La vida nunca deja de sorprendernos, aunque la ignoremos, la ninguneemos y la silenciemos.
Inmersos en nuestra cotidiana monotonía, no vemos la mayoría de las veces las luces que rodean nuestra existencia, los milagros, la magia y los momentos sublimes de los lunes, los martes, los miércoles...
Ayer me sorprendí observando la cantidad de abejas que revoloteaban entre las lilas de mi terraza mientras me hacía esta reflexión: Vaya, si las abejas están en peligro, han debido encontrar un entorno idóneo para venir aquí. ¡Qué suerte!

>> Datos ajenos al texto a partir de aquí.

PR #204, opened 2019-08-15
v2: Added module to create jumpbox and RTI box

suhanselvan-wft:
Added new module to create the jumpboxes and RTI box.


deploy/v2/input.tfvars.json
```diff
@@ -56,5 +56,62 @@
                 }
             }
         }
+    },
+
+    "jumpboxes": {
+        "windows_jumpbox": {
```
tniek: I see that you've changed the structure of the jumpbox section slightly.
If you're now using a map (instead of a list) and store the jumpbox names in the keyss, why is there still a `name` key/value-pair?

deploy/v2/terraform/main.tf
```diff
@@ -9,3 +9,14 @@ module "common_infrastructure" {
...
+
+# Create Jumpboxes and RTI box
+module "jumpbox" {
+  source         = "./modules/jumpbox"
+  infrastructure = var.infrastructure
+  jumpboxes      = var.jumpboxes
+  rg             = module.common_infrastructure.rg
+  subnet-mgmt    = module.common_infrastructure.subnet-mgmt
+  nsg-mgmt       = module.common_infrastructure.nsg-mgmt
+
```
tniek: nit: remove blank line

deploy/v2/terraform/modules/jumpbox/main.tf
```diff
@@ -0,0 +1,160 @@
+##################################################################################################################
+# JUMPBOXES
+##################################################################################################################
+
+# BOOT DIAGNOSTICS ===============================================================================================
+
+# Generates random text for boot diagnostics storage account name
```
tniek: Instead of just using a random string, would it make sense to associate this with something more descriptive (e.g. underlying VM name with timestamp), or have the customer specify it altogether?

deploy/v2/terraform/modules/jumpbox/main.tf
```diff
@@ -0,0 +1,160 @@
...
+  name                     = "diag${random_id.random-id.hex}"
+  resource_group_name      = var.rg[0].name
+  location                 = var.rg[0].location
+  account_replication_type = "LRS"
+  account_tier             = "Standard"
+}
+
+# NETWORK SECURITY RULES =========================================================================================
+
+# Creates jumpbox rdp network security rule
```
tniek: nit: "RDP"

deploy/v2/terraform/modules/jumpbox/main.tf
```diff
@@ -0,0 +1,160 @@
...
+resource "azurerm_network_security_rule" "nsr-rdp" {
```
tniek: This rule should only be created for Windows jumpboxes.

deploy/v2/terraform/modules/jumpbox/main.tf
```diff
@@ -0,0 +1,160 @@
...
+  direction                   = "Inbound"
+  access                      = "allow"
+  protocol                    = "Tcp"
+  source_port_range           = "*"
+  destination_port_range      = 3389
+  source_address_prefix       = "*"
+  destination_address_prefix  = "*"
+}
+
+# Creates jumpbox ssh network security rule
```
tniek: nit: "SSH"

deploy/v2/terraform/modules/jumpbox/main.tf
```diff
@@ -0,0 +1,160 @@
...
+resource "azurerm_network_security_rule" "nsr-ssh" {
```
tniek: This rule should only be created for Linux jumpboxes (normal ones and RTI).

deploy/v2/terraform/modules/jumpbox/main.tf
```diff
@@ -0,0 +1,160 @@
...
+resource "azurerm_network_security_rule" "nsr-rdp" {
+  name                        = "rdp"
+  resource_group_name         = var.rg[0].name
+  network_security_group_name = var.nsg-mgmt[0].name
+  priority                    = 101
+  direction                   = "Inbound"
+  access                      = "allow"
+  protocol                    = "Tcp"
+  source_port_range           = "*"
+  destination_port_range      = 3389
```
tniek: Will we need a separate rule for winrm?

deploy/v2/terraform/modules/jumpbox/main.tf
```diff
@@ -0,0 +1,160 @@
...
+  protocol                    = "Tcp"
+  source_port_range           = "*"
+  destination_port_range      = 22
+  source_address_prefix       = "*"
+  destination_address_prefix  = "*"
+}
+
+# NICS ============================================================================================================
+
+# Creates the jumpbox nic and ip
```
tniek: nit: "NIC and IP address"

deploy/v2/terraform/modules/jumpbox/main.tf
```diff
@@ -0,0 +1,160 @@
...
+resource "azurerm_network_interface" "nic-primary" {
+  for_each                      = var.jumpboxes
+  name                          = "${each.value.name}-nic1"
```
tniek: Not so nice that name is hard-coded; what if customers want to follow a different naming convention for their Azure resources?

deploy/v2/terraform/modules/jumpbox/main.tf
```diff
@@ -0,0 +1,160 @@
...
+    name                          = "${each.value.name}-nic1-ip"
+    subnet_id                     = var.subnet-mgmt[0].id
+    private_ip_address            = var.infrastructure.vnets.management.subnet_mgmt.is_existing ? each.value.private_ip_address : each.key == "linux_jumpbox" ? lookup(var.jumpboxes.linux_jumpbox, "private_ip_address", false) != false ? each.value.private_ip_address : cidrhost(var.infrastructure.vnets.management.subnet_mgmt.prefix, 4) : each.key == "windows_jumpbox" ? lookup(var.jumpboxes.windows_jumpbox, "private_ip_address", false) != false ? each.value.private_ip_address : cidrhost(var.infrastructure.vnets.management.subnet_mgmt.prefix, 5) : each.key == "rti_box" ? lookup(var.jumpboxes.rti_box, "private_ip_address", false) != false ? each.value.private_ip_address : cidrhost(var.infrastructure.vnets.management.subnet_mgmt.prefix, 6) : null
+    private_ip_address_allocation = "static"
+  }
+}
+
+# VIRTUAL MACHINES ================================================================================================
+
+# Creates linux vm
```
tniek: nit: "Linux VM"

deploy/v2/terraform/modules/jumpbox/main.tf
```diff
@@ -0,0 +1,160 @@
...
+      path     = "/home/${each.value.authentication.username}/.ssh/authorized_keys"
+      key_data = file(each.value.authentication.path_to_public_key)
+    }
+  }
+
+  boot_diagnostics {
+    enabled     = true
+    storage_uri = azurerm_storage_account.storageaccount-bootdiagnostics.primary_blob_endpoint
+  }
+
```
tniek: nit: remove blank line

deploy/v2/terraform/modules/jumpbox/main.tf
```diff
@@ -0,0 +1,160 @@
...
+}
+
+# Creates windows vm
```
tniek: nit: "Windows VM"

deploy/v2/terraform/modules/jumpbox/main.tf
```diff
@@ -0,0 +1,160 @@
...
+  }
+
+  os_profile_windows_config {
+  }
+
+  boot_diagnostics {
+    enabled     = true
+    storage_uri = azurerm_storage_account.storageaccount-bootdiagnostics.primary_blob_endpoint
+  }
+
```
tniek: nit: remove blank line

deploy/v2/terraform/modules/jumpbox/variables.tf
```diff
@@ -0,0 +1,19 @@
...
+variable "rg" {
+  description = "Details of the resource group"
+}
+
+variable "subnet-mgmt" {
+  description = "Details of the management subnet"
+}
+
+variable "nsg-mgmt" {
+  description = "Details of the management nsg"
```
tniek: nit: "NSG"

deploy/v2/input.tfvars.json
suhanselvan-wft: I tried my best to preserve the original structure. But Terraform requires different resource blocks for Windows and Linux VMs. So it became hard to loop with index numbers. Also I had to use for and foreach expressions which do not support list of objects. 
The key `"windows_jumpbox"` in this case is static and used for identifying the VM by Terraform. The `name` key can be used by the user to assign a custom name for the VM.

deploy/v2/terraform/modules/jumpbox/main.tf
suhanselvan-wft: The storage account will be common for all the VMs in the deployment. So yes, we can add another user input for this.

deploy/v2/terraform/modules/jumpbox/main.tf
suhanselvan-wft: RDP is blocked by default by an NSG. So we'll need it.

deploy/v2/terraform/modules/jumpbox/main.tf
suhanselvan-wft: Then we can add another sub-section for NIC in the input file for the users to specify that. Is this fine?

deploy/v2/terraform/modules/jumpbox/variables.tf
suhanselvan-wft: Fixed.

deploy/v2/terraform/modules/jumpbox/main.tf
suhanselvan-wft: Fixed.

deploy/v2/terraform/modules/jumpbox/main.tf
suhanselvan-wft: Fixed.

deploy/v2/terraform/modules/jumpbox/main.tf
suhanselvan-wft: Fixed.

deploy/v2/terraform/modules/jumpbox/main.tf
suhanselvan-wft: Fixed.

deploy/v2/terraform/modules/jumpbox/main.tf
suhanselvan-wft: Fixed.

deploy/v2/terraform/modules/jumpbox/main.tf
suhanselvan-wft: Fixed.

deploy/v2/terraform/modules/jumpbox/main.tf
suhanselvan-wft: Fixed.

deploy/v2/input.tfvars.json
```diff
@@ -56,5 +56,62 @@
...
+	    },
+	    "authentication": {
+	        "type": "",
+	        "username": "",
+	        "use_existing": "",
+	        "path_to_public_key": "",
+	        "path_to_private_key": ""
+	    },
+	    "components": []
+       	}
```
rukawata: Can you also include JSON sample templates for each scenario with default values in, therefore it's easier for anybody to test the solution - they don't have to fill out all variables from scratch and also can be used as a reference

deploy/v2/terraform/main.tf
suhanselvan-wft: Fixed.

deploy/v2/input.tfvars.json
suhanselvan-wft: Sure. Where would you want the location of these templates to be?

rukawata: Let's store them under `deploy/v2/templateSamples` for now.
We can always move it to a different location later on.

deploy/v2/terraform/modules/jumpbox/main.tf
suhanselvan-wft: Fixed.

deploy/v2/terraform/modules/jumpbox/main.tf
suhanselvan-wft: Fixed.

deploy/v2/input.tfvars.json
suhanselvan-wft: This has been added. The only variables that the user will have to change before running will be the ssh key location. I tried having a default location for them and creating the ssh key in that location using local-exec provisioner but Terraform requires the ssh key file to exist before `terraform apply`.

deploy/v2/terraform/modules/jumpbox/main.tf
```diff
@@ -0,0 +1,160 @@
...
+    subnet_id                     = var.subnet-mgmt[0].id
+    private_ip_address            = var.infrastructure.vnets.management.subnet_mgmt.is_existing ? each.value.private_ip_address : each.key == "linux_jumpbox" ? lookup(var.jumpboxes.linux_jumpbox, "private_ip_address", false) != false ? each.value.private_ip_address : cidrhost(var.infrastructure.vnets.management.subnet_mgmt.prefix, 4) : each.key == "windows_jumpbox" ? lookup(var.jumpboxes.windows_jumpbox, "private_ip_address", false) != false ? each.value.private_ip_address : cidrhost(var.infrastructure.vnets.management.subnet_mgmt.prefix, 5) : each.key == "rti_box" ? lookup(var.jumpboxes.rti_box, "private_ip_address", false) != false ? each.value.private_ip_address : cidrhost(var.infrastructure.vnets.management.subnet_mgmt.prefix, 6) : null
+    private_ip_address_allocation = "static"
+  }
+}
+
+# VIRTUAL MACHINES ================================================================================================
+
+# Creates Linux VM
+resource "azurerm_virtual_machine" "vm-linux" {
```
rukawata: All the jumpboxes do not have public IP. Is it intended?
Without public IP, we can't really use the jumpbox.

suhanselvan-wft: Oops. Missed that. Will add them

suhanselvan-wft: Public IP has been added. Thanks for the catch.

deploy/v2/terraform/modules/jumpbox/main.tf
suhanselvan-wft: Fixed.

deploy/v2/terraform/modules/jumpbox/main.tf
```diff
@@ -0,0 +1,170 @@
...
+}
+
+# NETWORK SECURITY RULES =========================================================================================
+
+# Creates Windows jumpbox RDP network security rule
+resource "azurerm_network_security_rule" "nsr-rdp" {
+  count                       = lookup(var.jumpboxes, "windows_jumpbox", false) != false ? 1 : 0
+  name                        = "rdp"
+  resource_group_name         = var.rg[0].name
+  network_security_group_name = var.nsg-mgmt[0].name
```
rukawata: > resource_group_name         = var.rg[0].name
  network_security_group_name = var.nsg-mgmt[0].name

The above lines won't work if an existing NSG from a different RG is used.
Same applies to both `nsr-rdp`, `nsr-ssh`.

suhanselvan-wft: This has been fixed. They will use the same resource group as NSG.

deploy/v2/terraform/modules/jumpbox/main.tf
```diff
@@ -0,0 +1,170 @@
...
+  name                        = "rdp"
+  resource_group_name         = var.nsg-mgmt[0].resource_group_name
+  network_security_group_name = var.nsg-mgmt[0].name
+  priority                    = 101
+  direction                   = "Inbound"
+  access                      = "allow"
+  protocol                    = "Tcp"
+  source_port_range           = "*"
+  destination_port_range      = 3389
+  source_address_prefix       = "*"
```
rukawata: Not sure if this has been discussed.
Do we want to open the jumpbox to all? Or should we add a list variable with IP ranges that are allowed to use the jumpbox?

deploy/v2/terraform/modules/jumpbox/main.tf
rukawata: There could potentially be another problem that we need to discuss how to handle:
If the existing NSG has already the same rule with same priority, the deployment will fail:
>Error Creating/Updating Network Security Rule "linux_jumpbox-ssh" (NSG "nsg-mgmt" / Resource Group "v2-allNew-321"): network.SecurityRulesClient#CreateOrUpdate: Failure sending request: StatusCode=400 -- Original Error: Code="SecurityRuleConflict" Message="Security rule Cleanuptool-Allow-102 conflicts with rule linux_jumpbox-ssh. Rules cannot have the same Priority and Direction." Details=

rukawata: As discussed, please add logic to not add security if an existing NSG is used.

deploy/v2/terraform/modules/jumpbox/main.tf
rukawata: As discussed, please add variable "allowed_ips" under subnet_mgmt -> nsg.

deploy/v2/terraform/modules/jumpbox/main.tf
```diff
@@ -0,0 +1,170 @@
...
+# VIRTUAL MACHINES ================================================================================================
+
+# Creates Linux VM
+resource "azurerm_virtual_machine" "vm-linux" {
+  for_each                      = { for k, v in var.jumpboxes : (k) => (v) if replace(v.os.publisher, "Windows", "") == v.os.publisher }
+  name                          = each.value.name
+  location                      = var.rg[0].location
+  resource_group_name           = var.rg[0].name
+  network_interface_ids         = [azurerm_network_interface.nic-primary[each.key].id]
+  vm_size                       = "Standard_D4s_v3"
```
rukawata: As discussed, please add a variable for vm_size.

deploy/v2/terraform/modules/jumpbox/main.tf
suhanselvan-wft: This has been added.

deploy/v2/terraform/modules/jumpbox/main.tf
suhanselvan-wft: This has been added.

deploy/v2/terraform/modules/jumpbox/main.tf
suhanselvan-wft: This has been added.

deploy/v2/terraform/modules/jumpbox/main.tf
suhanselvan-wft: The user will now have an option to give a custom name for the boot diagnostics storage account.

deploy/v2/terraform/modules/jumpbox/main.tf
tniek: What I meant was:
Will we need a separate rule for the winrm protocol, used to remotely execute commands on the Windows jumpbox (in the absence of a protocol like SSH)?

deploy/v2/terraform/modules/jumpbox/main.tf
tniek: Yes; and make it optional, so the user doesn't have to specify if they're okay with the default name.

deploy/v2/input.tfvars.json
```diff
@@ -23,7 +23,8 @@
                     "nsg" : {
                         "is_existing" : "",
                         "arm_id" : "",
-                        "name" : ""
+                        "name" : "",
+                        "allowed_ips" : ""
```
rukawata: Thanks for making the requested changes.
Please read [README](https://github.com/Azure/sap-hana/blob/master/templates/README.MD) for new azure pipeline test, and update [template](https://github.com/Azure/sap-hana/blob/master/templates/tempGen/template.json) to pass the test with your new PRs.
You can submit the changes of the template as part of this PR.

deploy/v2/terraform/modules/jumpbox/main.tf
suhanselvan-wft: I'm not sure we'll need that. Have to discuss.

deploy/v2/terraform/modules/jumpbox/main.tf
suhanselvan-wft: Okay. This has been added.

deploy/v2/input.tfvars.json
suhanselvan-wft: I've updated the input template file with the required variables. But the reuseVNET and reuseNSG test scenarios are failing because the respective place holder ARM IDs are not being populated in the input file.

rukawata: There seems to be some sporadic problem with clean up job of the Azure Pipeline. - I will look into that. After a manual clean up, I triggered your build again, it finishes successfully :)

deploy/v2/input.tfvars.json
suhanselvan-wft: The code has been updated based on the new data structure for jumpboxes. 
@rukawata since we are having two separate resource blocks for Windows and Linux NICs, I'm making an assumption that a max of five windows instances will be created by the user. This is to avoid overlapping of private IP addresses when the code is assigning them. Let me know if this threshold needs to be increased.

deploy/v2/template_samples/single_node_hana.tfvars.json
```diff
@@ -0,0 +1,120 @@
...
+            }
+        }
+    },
+
+    "jumpboxes" : {
+        "windows" : [
+            {
+            "name" : "jumpbox-windows",
+            "destroy_after_deploy" : "false",
+            "size" : "Standard_D4s_v3",
```
rukawata: We have a quota (100) for cores in the test pipeline subscription.

With `"size" : "Standard_D4s_v3"`, 4 cores per VM, 3 VMs per terraform deployment job, 4 jobs in total:
We easily use 4 * 3 * 4 = 48 cores per build.

Of course we do have clean up jobs in the pipeline to take care of the resources that are been created. However, if we have more than one PRs submitted at the same time, meaning more than one build will be running, we easily exceed the quota.

This is also why your PRs didn't pass the recent tests:
>2019-08-21T03:48:48.3769799Z [1m[31mError: [0m[0m[1mcompute.VirtualMachinesClient#CreateOrUpdate: Failure sending request: StatusCode=0 -- Original Error: autorest/azure: Service returned an error. Status=<nil> Code="OperationNotAllowed" Message="Operation results in exceeding quota limits of Core. Maximum allowed: 100, Current in use: 100, Additional requested: 4. Please read more about quota increase at https://aka.ms/ProdportalCRP/?#create/Microsoft.Support/Parameters/{\"subId\":\"***\",\"pesId\":\"15621\",\"supportTopicId\":\"32447243\"}."[0m

Therefore, please change the size in the template to a smaller one if possible.

deploy/v2/terraform/modules/jumpbox/main.tf
```diff
@@ -0,0 +1,195 @@
...
+
+# NICS ============================================================================================================
+
+# Creates the public IP addresses for Windows VMs
+resource "azurerm_public_ip" "public-ip-windows" {
+  count               = length(var.jumpboxes.windows)
+  name                = "${var.jumpboxes.windows[count.index].name}-public-ip"
+  location            = var.rg[0].location
+  resource_group_name = var.rg[0].name
+  allocation_method   = "Static"
```
rukawata: I see that you implement for all public IPs and private IPs as static.
The dynamic IPs has lower cost. Is there a specific reason for using static IPs?
Also, if you want to use static IPs, **SKUs are required**, see [here](https://www.terraform.io/docs/providers/azurerm/r/public_ip.html#sku).
>Note Public IP Standard SKUs require allocation_method to be set to Static.

deploy/v2/terraform/modules/jumpbox/main.tf
```diff
@@ -0,0 +1,195 @@
...
+  resource_group_name           = var.rg[0].name
+  network_interface_ids         = [azurerm_network_interface.nic-primary-linux[count.index].id]
+  vm_size                       = var.jumpboxes.linux[count.index].size
+  delete_os_disk_on_termination = "true"
+
+  storage_os_disk {
+    name              = "${var.jumpboxes.linux[count.index].name}-osdisk"
+    caching           = "ReadWrite"
+    create_option     = "FromImage"
+    managed_disk_type = "StandardSSD_LRS"
```
rukawata: Disk type should also be adjustable by the custom input JSON.
Please change that to all disk types for VMs.

deploy/v2/terraform/modules/jumpbox/main.tf
suhanselvan-wft: The IPs have to be static as per the requirement given. As for SKU, it defaults to basic which meets our requirements.

deploy/v2/terraform/modules/jumpbox/main.tf
suhanselvan-wft: The change has been made.

deploy/v2/template_samples/single_node_hana.tfvars.json
suhanselvan-wft: I've reduced the size to D2s_v3 for the jumpboxes. We'll also have to increase the quota because the HANA nodes will have minimum 32 cores each.

deploy/v2/input.tfvars.json
rukawata: The only place I see you have this 5 hard limit is when you assign destination_address_prefix.
This does not make too much sense to me for two reasons:

- It makes not much sense to have several rules for SSH to different IPs. I've sent this question to Marshal.
- With your logic, in RDP rule, only the last private IP is in the destination IP address (eg. 10.0.1.5). This will be a problem when we have a second windows VM (eg. 10.0.1.4) - this RDP rules will not allow access to this VM.

We can wait until Marshal's response, then change the way it's been implemented.

suhanselvan-wft: The RDP rule has been fixed. When the code assigns the private IPs, the Windows jumpboxes will have IPs assigned from the 4th IP of the subnet. The Linux boxes will have IPs assigned from the 9th IP of the subnet. We'll have to document it so that the user doesn't create more than 5 Windows jumpboxes. It will fail otherwise.

rukawata: Is there a reason why we need different security rules for different VMs? All VM will use the same NSG anyway, does it make more sense to just include a CIDR range instead? Then we will have only one rule for RDP, one rule for SSH.

I feel with the current way of creating rules that we have to limit the number of VMs does not make too much sense.

suhanselvan-wft: I agree. Initially the assumption was one Linux and Windows jumpbox. Considering the case now, I can change the destination prefix of the rules to the CIDR range of the management subnet.

Even if we change the rules, the limit on the number of Windows VMs will remain the same.

suhanselvan-wft: @rukawata  I've changed the destination address of the rules to the management subnet prefix. Let me know if this is fine.

rukawata: > I agree. Initially the assumption was one Linux and Windows jumpbox. Considering the case now, I can change the destination prefix of the rules to the CIDR range of the management subnet.
> 
> Even if we change the rules, the limit on the number of Windows VMs will remain the same.

I do not see why we have to have this limit of 5 windows VM.
You could simply add the number of windows VM's by length of windows VM list.
Something like below:

`cidrhost(azurerm_subnet.subnet.address_prefix, count.index + 4 + length(var.jumpboxes.windows))`

suhanselvan-wft: I'm already doing that by adding count.index to 4. As I said in a previous comment above, the Windows NIC resource block will assign private IPs starting from 4th IP of the subnet. The Linux NIC resource block will assign private IPs starting from 9th IP of the subnet. So if we consider the case where the user wants 6 Windows jumpboxes and 2 Linux jumpboxes, the 6th Windows jumpbox and the 1st Linux jumpbox will request the 9th IP of the subnet and Terraform apply will fail.

rukawata: > I'm already doing that by adding count.index to 4. As I said in a previous comment above, the Windows NIC resource block will assign private IPs starting from 4th IP of the subnet. The Linux NIC resource block will assign private IPs starting from 9th IP of the subnet. So if we consider the case where the user wants 6 Windows jumpboxes and 2 Linux jumpboxes, the 6th Windows jumpbox and the 1st Linux jumpbox will request the 9th IP of the subnet and Terraform apply will fail.

I think add 4 is to avoid using the reserved IP [link](https://docs.microsoft.com/en-us/azure/virtual-network/virtual-networks-faq)
Let's say we have n windows and m linux VMs:

- windows VM will get 4 to 4+n-1
- and linux VM will get from 4+n to 4+m-1

*n = length(var.jumpboxes.windows)
*m = length(var.jumpboxes.linux)

This means, we will have something like below for windows VM private IP:
`cidrhost(azurerm_subnet.subnet.address_prefix, count.index + 4)`

And something like below for linux VM private IP:
`cidrhost(azurerm_subnet.subnet.address_prefix, count.index + 4 + length(var.jumpboxes.windows))`

I've tested this approach with 6 windows VMs and 3 linux VMs and worked.

suhanselvan-wft: That'll work. But it will also increase the possibility for error if the subnet is small. Its a choice to make.

rukawata: If the end users plan to have that many VMs, they are the ones should make sure the provided subnet has sufficient IP address. So it's not a problem.

Please go ahead and apply this change.

suhanselvan-wft: Okay. This change has been made.

deploy/v2/terraform/modules/jumpbox/main.tf
rukawata: As discussed, we do not need WinRM. Only two ports are required to open.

Tras escucharme a mí misma decir eso, dos reflexiones más: ¿Por qué no las había visto otros años, no habían venido, no las recordaba o quizá era la primera vez que venían? ¿Por qué creía tener suerte de presenciar tal exhibición?
Y dos respuestas: Porque hoy me estoy dando cuenta y porque no deja de ser un milagro observar en tu propia casa el espectáculo del trabajo de las abejas, que sabemos responde a un perfecto guión de la naturaleza y lo están ejecutando con total precisión delante de mis narices.
¿No es realmente un milagro poder disfrutar de ellas un día cualquiera de abril sin haberlo previsto?
A eso me refiero cuando hablo de la magia de la vida cotidiana, no hay nada que se acerque más a mi definición de felicidad que darme cuenta de lo que ocurre a mi alrededor y disfrutarlo. Así de simple.